**ACTIVITY**
Only the number is wanted: tally the lines below that contain the word "must".

**RECORDS SUPPLIED**

PR #2838, opened 2023-10-29
Bumb TibberLink stable to 1.4.1

hombach:


hombach:
RE-CHECK!"

hombach:
RE-CHECK!

hombach:
RE-CHECK!

hombach:
RE-CHECK!

hombach:
must be checked label seems to be false positive because of verification of newer version 1.4.2 - the there found issue has been fixed in between, so also this error isn't found anymore

mcm1957:
1.4.1 created 25.10.2023
91 User
OK

mcm1957:
> must be checked label seems to be false positive because of verification of newer version 1.4.2 - the there found issue has been fixed in between, so also this error isn't found anymore

Those warnings / Errors are can be avoided if you do not change version numbers manually asynchronous to releasing a new version but change them using the releasescript during releasing the version.

But in anyway all errors / warnings will be manually reviewed and if the are casused by some changes for future versions they will be ignored. So no need to fic them explicitly.

hombach:
Brand new?? There are 900 people using the actual stable version 1.0.0 ?!?!?!

mcm1957:
> Brand new?? There are 900 people using the actual stable version 1.0.0 ?!?!?!

Please read the text above, If you have suggestions to make it more clear, they are welcome.
1.0.0 is irrelevant. 1.4.1 is requested to be listed at stable. And this release is only 4 days old.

**EXPECTED OUTPUT**
2